#### What the exercise asks
Using the entries that follow, write out the line containing "users from staging.", the line containing "My brain kept", and every line between them, exactly and nothing else.

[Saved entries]
<<<<

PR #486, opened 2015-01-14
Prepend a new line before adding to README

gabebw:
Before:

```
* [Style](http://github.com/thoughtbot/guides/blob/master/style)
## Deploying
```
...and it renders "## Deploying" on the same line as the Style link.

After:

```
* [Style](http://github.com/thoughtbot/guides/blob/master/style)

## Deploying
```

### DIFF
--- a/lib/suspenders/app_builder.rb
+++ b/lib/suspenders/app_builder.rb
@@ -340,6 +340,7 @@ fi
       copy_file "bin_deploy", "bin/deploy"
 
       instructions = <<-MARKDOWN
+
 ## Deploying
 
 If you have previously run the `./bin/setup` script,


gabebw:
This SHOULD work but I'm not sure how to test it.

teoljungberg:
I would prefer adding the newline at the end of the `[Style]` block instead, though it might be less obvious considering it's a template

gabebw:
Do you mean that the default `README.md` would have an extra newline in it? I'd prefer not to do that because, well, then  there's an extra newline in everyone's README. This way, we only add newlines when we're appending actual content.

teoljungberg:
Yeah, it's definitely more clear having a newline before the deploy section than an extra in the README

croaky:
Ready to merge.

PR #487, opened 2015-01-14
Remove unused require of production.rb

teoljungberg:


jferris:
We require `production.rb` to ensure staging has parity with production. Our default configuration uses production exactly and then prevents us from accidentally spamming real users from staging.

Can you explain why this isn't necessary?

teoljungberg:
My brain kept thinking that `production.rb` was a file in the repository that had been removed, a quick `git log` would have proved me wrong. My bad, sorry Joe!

>>>>
<<<<

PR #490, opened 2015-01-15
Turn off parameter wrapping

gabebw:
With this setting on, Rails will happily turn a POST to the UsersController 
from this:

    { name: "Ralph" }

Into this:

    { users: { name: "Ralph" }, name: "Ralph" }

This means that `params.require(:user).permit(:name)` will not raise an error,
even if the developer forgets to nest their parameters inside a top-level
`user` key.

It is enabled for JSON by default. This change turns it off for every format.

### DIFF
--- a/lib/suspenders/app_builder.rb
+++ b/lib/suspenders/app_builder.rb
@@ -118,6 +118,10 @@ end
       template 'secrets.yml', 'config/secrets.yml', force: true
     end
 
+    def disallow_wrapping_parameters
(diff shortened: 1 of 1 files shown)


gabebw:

>>>>

#### Answer section
We require `production.rb` to ensure staging has parity with production. Our default configuration uses production exactly and then prevents us from accidentally spamming real users from staging.

Can you explain why this isn't necessary?

teoljungberg:
My brain kept thinking that `production.rb` was a file in the repository that had been removed, a quick `git log` would have proved me wrong. My bad, sorry Joe!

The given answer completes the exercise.